Issue #778, opened 2026-07-20
filesystem_manage.reimport should distinguish non-imported files such as .gd scripts


Clubhouse1661:
Follow-up to #765. The reimport handler currently calls EditorFileSystem.update_file(path) and appends every existing path to reimported, including .gd scripts. Scripts are not imported resources, so the success response can be misread as proof that parsing or diagnostics ran. The #765 server-side work documents this limitation. The behavioral fix should report non-imported file types distinctly, for example with a skipped_non_imported list/count, while preserving normal reimport behavior for imported assets such as textures, models, and audio. Add GDScript coverage for mixed imported and non-imported path batches.

PR #780, opened 2026-07-21
Accept flat params for manage tools

### LINKED ISSUE #765: Agent UX: rollup tools' nested `params` contract causes repeated "unexpected keyword argument" retry loops (and pushes weak agents toward destructive workarounds)
## What happened

Across a 22-session agent-behavior eval (see #761 — Sonnet 5 and Haiku 4.5 driving the MCP tools on a scaffolding task), agents repeatedly passed rollup arguments flat instead of nested under `params`:

```
script_manage {"op": "read", "path": "res://src/sim/sim_clock.gd"}
-> INVALID_PARAMS: script_manage.read: ... Unexpected param(s): 'path'. Accepted params for op 'read': ...
```

The structured error names the accepted params, but agents frequently did not recover from it. Observed patterns, roughly ascending in cost:

1. Retry the same flat shape once or twice, then give up on that read entirely (several Sonnet + Haiku sessions).
2. Pivot to a different tool for the same job (e.g. `filesystem_manage` read_text — hitting the same wall).
3. Conclude the *tooling* is broken and report a "tool-environment bug" to the user in their completion report (two sessions reported exactly that, listing `script_manage.read`, `filesystem_manage.read_text`, `api_manage.get_class`, `project_manage.settings_get`, `node_manage.delete`, `batch_execute` as "rejecting their own documented parameters").
4. Reach for `editor_reload_plugin` as a repair hammer — which in headless mode permanently bricks the session (#764). 5 of 12 Haiku sessions did this, most immediately after a params-validation error.

At least 3 of 10 Sonnet sessions and effectively all Haiku sessions burned calls on this; one session's flailing pushed it from ~20 calls to 57.

## Why the current mitigation isn't landing

The error text is good — it names the op's accepted params. But it says *what* is accepted, not *where* it goes: the actual fix is moving `path` inside a nested `params` dict (`{"op": "read", "params": {"path": ...}}`), and nothing in the message says that. Agents read "Accepted params for op 'read': 'path'", see they passed `path`, and conclude the validator is contradicting itself — verbatim from one report: *"tools reject their own documented parameters with Unexpected keyword argument even though the same tools report those exact parameter names as required/accepted when omitted."* That reading is wrong but understandable, and it's what escalates to the destructive workarounds above.

Precedent: #88 (flat-kwarg naming mismatch, fixed by rename/alias). This is the same friction class, one level up — the nesting contract itself.

## Possible fixes (any one would help)

1. **Accept top-level aliases**: when an unexpected top-level key exactly matches an accepted param for the given op, fold it into `params` (optionally with a soft deprecation note in the response). Kills the whole failure class.
2. **Sharpen the error text** to state the shape, e.g.: `'path' must be nested under 'params': {"op": "read", "params": {"path": ...}}`. Cheapest change; directly contradicts the "validator is broken" misreading.
3. Both — alias silently, and keep the sharpened message for genuinely unknown keys.

## Related smaller observation

`filesystem_manage(op="reimport")` on a `.gd` path succeeds (`"reimported": [...]`) but is a no-op for parse/diagnostic purposes — scripts aren't imported resources. Agents used it as a "revalidate this script" button and trusted the success response. Either rejecting `.gd` paths with a pointer to the actual idiom (a no-op `script_patch`/`script_create` re-save, which returns fresh diagnostics) or documenting that idiom in TOOLS.md would match the intuition agents demonstrably have.

Clubhouse1661:
## Summary

- Accept flat top-level op parameters on registered `*_manage` tools by folding them into the canonical `params` object before Pydantic validation.
- Add precise diagnostics for conflicting duplicates, non-dict `params`, missing required parameters, and incorrectly nested wrapper fields.
- Preserve complete multi-error validation diagnoses and existing op-typo suggestions.
- Document the canonical call shape and clarify that `.gd` files are not imported resources.

Closes #765.

## Behavior

The canonical nested form remains unchanged:

```json
{"op": "read", "params": {"path": "res://player.gd"}}
```

When transmitted by the client, this compatibility form now works too:

```json
{"op": "read", "path": "res://player.gd"}
```

The middleware:

- only applies to tools registered in `MANAGE_TOOL_OPS`;
- keeps `op`, `params`, and `session_id` top-level;
- validates all duplicates before mutating the request;
- deduplicates equal JSON values without conflating booleans and numbers;
- reports conflicting top-level/nested values explicitly;
- rewrites only pure top-level-extra validation failures.

Missing required arguments now include a concrete nested-call example. Already-nested invalid keys retain the existing accepted/unexpected-parameter diagnosis. Incorrectly nested `op` or `session_id` fields receive specific top-level-sibling guidance.

One secondary behavior change: unknown, non-allowlisted client-wrapper kwargs on manage tools are now folded and surface through the dispatcher as `Unexpected param(s)` rather than as schema-boundary errors. This is more actionable, but worth noting for future wrapper-compatibility triage.

## Documentation

- Documented the flat compatibility alias while retaining the nested form as canonical.
- Clarified that `filesystem_manage.reimport` is intended for imported assets. A successful `.gd` entry only refreshes the editor filesystem cache and does not prove parsing or diagnostics occurred.
- The behavioral `.gd` reimport improvement is tracked in #778.

## Testing

- `ruff check src tests` — passed.
- Focused final-branch suite — 83 passed.
- Full Python suite — 1,404 passed and 13 skipped; two port-preflight tests were initially blocked by the active Godot server on port 9500, then both passed after the editor was closed.
- Godot suite — 1,887 passed, 19 skipped, 0 failed across 63 suites.
- Fresh-server live smoke:
  - flat `script_manage` read succeeded;
  - bogus flat key reached the dispatcher and returned `Unexpected param(s)` without a false nesting claim;
  - missing `path` returned the canonical nested-`params` example.

## Summary by CodeRabbit

* **New Features**
  * Manage-tool calls now accept operation-specific parameters in a flat form, which is folded into the canonical nested `params` structure before validation.
* **Bug Fixes**
  * Added clearer, more targeted error details (required/missing/unexpected, examples, and contract guidance) for misplaced or conflicting parameters, including `op`/`session_id` sibling misuse.
  * Improved operation typo hints by unwrapping wrapped validation errors more reliably.
* **Documentation**
  * Updated tool documentation, middleware order guidance, and `filesystem_manage.reimport` behavior notes.
* **Tests**
  * Expanded integration/unit coverage for folding, conflicts, and the improved error messaging.


dsarno (changes requested):
Well-engineered. What I verified:

- Middleware position is right — inside `ParseStringifiedParams` (so a stringified `params` is decoded before the non-dict check) and outside `HintOpTypoOnManage` — and the order docstring, `AGENTS.md`, `docs/TOOLS.md`, and the order-lock test all moved in lockstep.
- Mutation discipline is careful: all duplicates are validated before any fold, so a late conflict can't leave the call half-rewritten, and `_same_json_value` correctly refuses to conflate `true`/`1`.
- The error-rewrite path is strictly gated (every Pydantic error must be a single-string-loc extra error), so unrelated validation failures keep their raw diagnostics.
- The shared `_find_pydantic_validation_error` (cause/context walk with a cycle guard) is a genuine improvement over the four hand-rolled unwrap branches it replaces in `op_typo_hint`.
- The one behavior change — non-allowlisted client-wrapper kwargs now folding and surfacing as dispatcher `Unexpected param(s)` — is called out in the PR body rather than slipped in. Reasonable trade.

Changes requested:

1. **Truncate caller values echoed into error messages** (`fold_flat_manage_params.py`): `_call_example` embeds `arguments.get(key)` verbatim, and the duplicate-conflict error interpolates both values with `!r`. A flat `content` key carrying a whole script file turns the error into a multi-KB string that gets shipped back to the client (and logged). Please cap embedded values (e.g. repr truncated to ~120 chars with an ellipsis) in both `_call_example` and the conflict message. The `dispatch_manage_op` example builder is safe (it uses a literal `...`), so this is contained to the middleware.

2. **Promote `_find_pydantic_validation_error` to a shared helper.** `fold_flat_manage_params.py` importing a private, underscore-prefixed function from `op_typo_hint` makes the dependency invisible to anyone refactoring `op_typo_hint`. Now that it has two consumers, move it to a shared middleware module (or drop the underscore and export it) so the contract is explicit.

3. **Fix the `_call_example` fallback quoting**: the non-serializable fallback builds a JSON-shaped example with Python `!r` quoting (single quotes), so the "correct shape" the client is told to copy isn't valid JSON. Build the fallback with `json.dumps` on the key and a placeholder value instead, so the example is always copy-pasteable.

---

dsarno (approved):
The three response commits resolve all review points: echoed caller values are now bounded by `_truncate` (120-char cap) in both the call example and the duplicate-conflict message, `find_pydantic_validation_error` moved to the shared `middleware/_validation_errors.py` with both consumers updated, and the `_call_example` fallback emits valid JSON. The tightened `_extra_params_hint` gating (only rewriting keys the caller actually sent flat, via the pre-fold snapshot) is a further improvement over what was asked, with branch coverage added. All checks green. Approving.

---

============================================================

Problem statement: Where a line in the entries holds "passed", copy that line.

Answer to this problem:
Across a 22-session agent-behavior eval (see #761 — Sonnet 5 and Haiku 4.5 driving the MCP tools on a scaffolding task), agents repeatedly passed rollup arguments flat instead of nested under `params`:
The error text is good — it names the op's accepted params. But it says *what* is accepted, not *where* it goes: the actual fix is moving `path` inside a nested `params` dict (`{"op": "read", "params": {"path": ...}}`), and nothing in the message says that. Agents read "Accepted params for op 'read': 'path'", see they passed `path`, and conclude the validator is contradicting itself — verbatim from one report: *"tools reject their own documented parameters with Unexpected keyword argument even though the same tools report those exact parameter names as required/accepted when omitted."* That reading is wrong but understandable, and it's what escalates to the destructive workarounds above.
- `ruff check src tests` — passed.
- Focused final-branch suite — 83 passed.
- Full Python suite — 1,404 passed and 13 skipped; two port-preflight tests were initially blocked by the active Godot server on port 9500, then both passed after the editor was closed.
- Godot suite — 1,887 passed, 19 skipped, 0 failed across 63 suites.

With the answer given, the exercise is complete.